Treasury bonds secondary market was bearish month end sell-offs at the top of
the week and increasing investor apathy for yields at this level drove average
yield higher by 9bps to 8.1%. Across the benchmark curve, the average yield at
the short (+2bps) and long (+27bps) ends expanded due to sell-offs of the
JAN-2022 (+27bps) and MAR-2036 (+98bps) bonds, respectively, while yields they
contracted at the mid (-8bps) segment, following buying interest in the
FEB-2028 (-24bps) bonds.
We expect mixed trading in the bond market next week as liquidity driven demand is offset by further profit taking.

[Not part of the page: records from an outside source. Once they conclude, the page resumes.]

PR #1744, opened 2025-07-21
feat(lwpreflight): support org level checks

PengyuanZhao:
## Summary

- Add org level permissions for AWS and GCP
- Add org policy constraint check for GCP
  - GCP Organizations can optionally disable the creation of service account keys. If the `disableServiceAccountKeyCreation ` policy is enabled, our integrations will fail.

Screenshot 2025-07-21 at 2 06 58 PM


lokesh-vadlamudi (approved):
LGTM :-)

FX reserves grew slightly this week, despite the CBN's interventions across the
various foreign exchange windows. Precisely, reserves grew by USD5.99 million
w/w to USD35.67 billion. Across the FX windows, the naira weakened against the
US dollar by 0.1% w/w, to NGN385.67/USD at the I&E window but strengthened
significantly by 8.4% to NGN477.00/USD in the parallel market off improved
supply from speculative traders as well as retail users in anticipation of
renewed supply from the CBN. In the Forwards market, the rates on 1-month
(-0.1% to NGN386.91/USD) and 3-month (-0.1% to NGN388.23/USD) contracts
weakened, while the 6-month (+0.1% to NGN391.75/USD) and 1-year (+0.2% to
NGN402.44/USD) contracts appreciated.
Despite the CBN's stronger commitment towards exchange rate unification, we still see legroom for the currency to depreciate further in the medium-to-long term, at least towards its REER derived fair value. Our prognosis is hinged on (1) the widening current account (CA) position, (2) currency mispricing, which could induce speculative attacks on the naira, and (3) the resumption of FX sales to the BDC segment of the market which should place an additional layer of pressure on the reserves.